You want to find the wind drag on a new automobile design at various speeds. To do this, you test a $1 / 30$ scale model of the car in the lab. You must design an experiment whereby the drag force measured in the lab can be scaled up directly to find the force on the full-scale car at a given speed.

(a) What is the minimum number of (dimensionless) variables required to completely define the relationship between all the important variables in the problem? Determine the appropriate variables (e.g., the dimensionless groups).

(b) The only fluids you have available in the lab are air and water. Could you use either one of these, if you wanted to? Why (or why not)?(c) Tell which of these fluids you would use in the lab, and then determine what the velocity of this fluid past the model car would have to be so that the experiment would simulate the drag on the full-scale car at $40 \mathrm{mph}$. If you decide that it is possible to use either one of the two fluids, determine the answer for each of them.

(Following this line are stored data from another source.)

PR #6799, opened 2023-01-27
BUG: Update ITK to fix read/write of displacement field in NIFTI file format

jcfr:
This commit is a follow-up of 898959159 (BUG: Fix reading of vector fields from NIFTI files)

NIFTI image containing displacement field (`intent = 1006`) was incorrectly read as scalar volume (all 3 vector components were set to the same value).

Fixed by reading NIFTI displacement vector files similarly to general-purpose vector images. For displacement vector files, vector components are converted between NIFTI file's `RAS` coordinate system and ITK's `LPS` coordinate system, unless this conversion is explicitly disabled by setting `ConvertRASDisplacementVectors` to false.

An ITK vector image can be written as NIFTI displacement vector file by setting "intent_code"="1006" in the metadata dictionary of the image.

List of ITK changes:

```
$ git shortlog be914a8b57..eeb7f43c49 --no-merges
Andras Lasso (1):
      [Backport PR-3884] BUG: Fix read/write of displacement field in NIFTI file format
```

References:
* https://github.com/Slicer/Slicer/pull/6791
* https://github.com/Slicer/ITK/pull/7

### DIFF
--- a/Libs/MRML/Core/vtkITKTransformConverter.h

(d) What is the relationship between the measured drag force on the model and the drag force on the full-scale car? If possible, determine this relationship for the other fluid, as well. Repeat this for a speed of $70 \mathrm{mph}$.

(e) It turns out that for very high values of the Reynolds number, the drag force is independent of the fluid viscosity. Under these conditions, if the speed of the car doubles, by what factor does the power required to overcome wind drag change?